● TASK OBJECTIVE:
In the entries below, spot each line with the word "mongodb" and copy it.

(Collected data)
▬▬▬
PR #3805, opened 2023-08-10
test(NODE-3049): drivers atlas testing

durran:
### Description

This PR makes the necessary changes in the driver for it to be able to be tested by Astrolabe.

#### What is changing?

- Adds a new task `test:drivers-atlas-testing` to run the unified test runner against the Astrolabe tests.
- Updates the test runner config to use the URI provided by Astrolabe when present in the environment.
- Creates an astrolabe results write to write the spec defined events.json and results.json
- Updates the entities map to handle new new entites for `iterations`, `successes`, `events`, `failures`, and `errors`.
- Creates a registry to handle mapping events between the unified client and the entities map.
- Adds a new unified operation `loop`, as defined per the [Unified Test Format spec](https://github.com/mongodb/specifications/blob/master/source/unified-test-format/unified-test-format.rst#loop)

Related drivers-atlas-testing changes: https://github.com/mongodb-labs/drivers-atlas-testing/pull/173

None

NODE-3049

### DIFF
--- a/test/tools/runner/config.ts
+++ b/test/tools/runner/config.ts
@@ -159,6 +159,10 @@ export class TestConfiguration {
   }
 
   newClient(dbOptions?: string | Record<string, any>, serverOptions?: Record<string, any>) {
+    if (process.env.DRIVERS_ATLAS_TESTING_URI) {
+      return new MongoClient(process.env.DRIVERS_ATLAS_TESTING_URI);
+    }
+
     serverOptions = Object.assign({}, getEnvironmentalOptions(), serverOptions);
 
     // support MongoClient constructor form (url, options) for `newClient`
@@ -257,6 +261,10 @@ export class TestConfiguration {
       proxyURIParams: this.options.proxyURIParams,
       ...options
     };
+
+    if (process.env.DRIVERS_ATLAS_TESTING_URI) {
+      return process.env.DRIVERS_ATLAS_TESTING_URI;
+    }
 
     const FILLER_HOST = 'fillerHost';
 
--- a/test/tools/runner/config.ts
+++ b/test/tools/runner/config.ts
@@ -159,10 +159,6 @@ export class TestConfiguration {
   }
 
   newClient(dbOptions?: string | Record<string, any>, serverOptions?: Record<string, any>) {
-    if (process.env.DRIVERS_ATLAS_TESTING_URI) {
-      return new MongoClient(process.env.DRIVERS_ATLAS_TESTING_URI);
-    }
-
     serverOptions = Object.assign({}, getEnvironmentalOptions(), serverOptions);
 
     // support MongoClient constructor form (url, options) for `newClient`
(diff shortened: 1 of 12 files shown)


test/tools/runner/config.ts
```diff
@@ -159,6 +159,10 @@ export class TestConfiguration {
   }
 
   newClient(dbOptions?: string | Record<string, any>, serverOptions?: Record<string, any>) {
```
baileympearson, line 161: thoughts on a dedicated subclass here?

```typescript
class AstrolabeTestConfiguration extends TestConfiguration {
  override newClient() {
	return new MongoClient(process.env.DRIVERS_ATLAS_TESTING_URI);
  }

  override url() {
    return process.env.DRIVERS_ATLAS_TESTING_URI;
  }
}

// ... in configuration.js
const testConfigBeforeHook = async function () {
  if (process.env.DRIVERS_ATLAS_TESTING_URI) {
    this.configuration = new AstrolabeTestConfiguration(process.env.DRIVERS_ATLAS_TESTING_URI, {});
    return;
  }
  ...
}
```

test/tools/unified-spec-runner/operations.ts
```diff
@@ -377,6 +387,77 @@ operations.set('listIndexes', async ({ entities, operation }) => {
...
+        if (storeFailuresAsEntity && error instanceof AssertionError) {
+          entities
+            .getEntity('failures', storeFailuresAsEntity)
+            .push({ error: error.message, time: Date.now() });
+        } else if (storeErrorsAsEntity && !(error instanceof MongoError)) {
+          // Checking not a MongoError ensures it's coming from the test runner.
+          entities
+            .getEntity('errors', storeErrorsAsEntity)
+            .push({ error: error.message, time: Date.now() });
+        }
```
baileympearson, line 455: optional cleanup: the first condition is redundant
```suggestion
        if (storeFailuresAsEntity) {
       		if (error instanceof AssertionError) {
	          entities
	            .getEntity('failures', storeFailuresAsEntity)
	            .push({ error: error.message, time: Date.now() });
	         }
	         else if (!(error instanceof MongoError)) {
		         entities
	           		.getEntity('errors', storeErrorsAsEntity)
	            	.push({ error: error.message, time: Date.now() });
	         }
        }
```

baileympearson (changes requested):
changes look good, just a few small suggestions

test/tools/unified-spec-runner/operations.ts
durran: How is the first condition redundant? We only store `failures` when `storeFailuresAsEntity` is defined and only store `errors` when `storeErrorsAsEntity` is defined. The suggestion would fail if `storeErrorsAsEntity` was not defined.

baileympearson: Oh, I didn't read it closely enough.

test/tools/runner/config.ts
durran: Nice suggestion - I've changed to use a subclass now.

baileympearson (approved):

baileympearson (approved):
▬▬▬
● PROBLEM SOLUTION:
- Adds a new unified operation `loop`, as defined per the [Unified Test Format spec](https://github.com/mongodb/specifications/blob/master/source/unified-test-format/unified-test-format.rst#loop)
Related drivers-atlas-testing changes: https://github.com/mongodb-labs/drivers-atlas-testing/pull/173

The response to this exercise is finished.